All of us who got up before 3 am in the eastern time zone, sat around refreshing the web site for over 2 hours, and couldn't go to a carrier site or the app because we are T-Mobile customers, and then finally gave up and went to bed, and then later woke up and found the shipping times were late October, deserve some kind of acknowledgement.
Why do you deserve an apology?

You didn't *have* to get up. You didn't *have* to order a new phone.

Do you also expect an apology from the grocery store if they run out of your favourite soda?
 

scaredpoet

macrumors 604
Apr 6, 2007
6,626
342
Do you also expect an apology from the grocery store if they run out of your favourite soda?
I imagine he also demands that the shift manager and stock boys be fired for their incompetence, too. How dare they, right?
 

LizKat

macrumors 603
Aug 5, 2004
5,307
29,720
Catskill Mountains
I still think they should acknowledge what happened and issue an apology statement, along with coming up with something better for next year.

All of us who got up before 3 am in the eastern time zone, sat around refreshing the web site for over 2 hours, and couldn't go to a carrier site or the app because we are T-Mobile customers, and then finally gave up and went to bed, and then later woke up and found the shipping times were late October, deserve some kind of acknowledgement.
An apology? Seriously. "We are so sorry that some of you apparently thought you'd be the only one attempting to pre order a phone."
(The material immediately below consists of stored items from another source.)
PR #710, opened 2017-03-06
Modified formatting and did some changes- imp to merge

kapilkd13:
In previous commit i forgot to add a file matroska.h which affects the compilation.
Merge this request. Until it is merged you can add `#define MAX_FILE_NAME_SIZE 200` in your matroska.h
I am really sorry.

### DIFF
--- a/src/lib_ccx/matroska.c
+++ b/src/lib_ccx/matroska.c
@@ -2,6 +2,7 @@
 #include "matroska.h"
 #include <limits.h>
 #include<string.h>
+
 void skip_bytes(FILE* file, ULLONG n) {
     FSEEK(file, n, SEEK_CUR);
 }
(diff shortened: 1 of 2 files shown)


cfsmp3:
Code needs to be reasonably self-explaining, however:

returnname[MAX_FILE_NAME_SIZE-30]='\0';

I have no idea where that 30 comes from.

Izaron:
Yes, technically this could be correct, but not in terms of code cleanliness (invalid spacing, unused include, this strange '\0' at the 170-th char, etc.). At least we can generate filename without extension once and for all, but not for all tracks every time.
Also @kapilkd13 I found bug in your code anyway, when it's multiple tracks with same lang, so not technically correct. But I thought that you will check all 3 examples from the issue page, it is not a huge waste of time.
```
Output file: /home/izaron/Downloads/Vikings S01 (2013) BDRip-AVC/vikings_rus.ass
Output file: UH��H�� H�}�H�}�_rus_1.ass
Output file: UH��H�� H�}�H�}�_rus_2.srt
Output file: UH��H�� H�}�H�}�_rus_3.srt
Output file: /home/izaron/Downloads/Vikings S01 (2013) BDRip-AVC/vikings_eng.srt
Output file: UH��H�� H�}�H�}�_eng_1.srt
```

Wow. Next time just walk into an Apple (or carrier) retail store about a month after launch and you won't have to wait to place your order. If it doesn't feel like fun to be up trying to get that pre-order into the system, just don't do it! It's just a phone...
 

cornerexit

macrumors 6502
Sep 11, 2014
456
231
People ordered simultaneously from a carrier and apple. Some bought one of each model, some bought 3 of one model. I don't know how they can plan for me dry scenario of "I have to have it first got damnit!!!!!" Now there are a million people canceling, switching who they buy from. It's literally insane.

An apology? Get a life.
 

freediverdude

macrumors 6502a
Dec 26, 2006
573
0
An apology? Seriously. "We are so sorry that some of you apparently thought you'd be the only one attempting to pre order a phone."

Wow. Next time just walk into an Apple (or carrier) retail store about a month after launch and you won't have to wait to place your order. If it doesn't feel like fun to be up trying to get that pre-order into the system, just don't do it! It's just a phone...
Apple said their site would be up at 3am eastern, and it wasn't. Simple as that. That's all I'm going to say on the matter. I knew some apple apologists ( or frankly some paid apple forum members ) would come on to discourage this kind of talk, but the issue is very cut and dry.
 

leesweet

macrumors demi-god
Feb 1, 2009
1,042
239
Northern Virginia, USA
They did? Where? Apple said '9/12'. The carriers all said 12:01 PDT, etc. Apple did NOT say a time this year (on purpose, I'm sure). If you have a source for Apple saying 12:01 PDT, please supply it. I sure never saw it anywhere.

As was also said above, increasing hardware for one day so people can buy something they will buy anyway later is not efficient.
 

Zetaprime

macrumors 65816
Dec 4, 2011
1,472
243
Ohio, US
What do you think the first Apple HQ meeting was like after the 9/12 midnight pre order nightmare:

1. The big bosses were humiliated and heads rolled.

2. A big sigh of relief. Although the website had issues, it was something that Apple anticipated and tried its best to avoid. We had problems but were still able to process a record number of orders.

3. Roaring laughter. We screwed the consumer yet still had record sales. We could do the same thing next year and those suckers would come back for more.

4. Excellent. Our planned shut down went exactly as planned, creating a feeding frenzy that is sure to boost walk-in sales on the 19th. The marketing team drew this play up perfectly!

4 sounds about right.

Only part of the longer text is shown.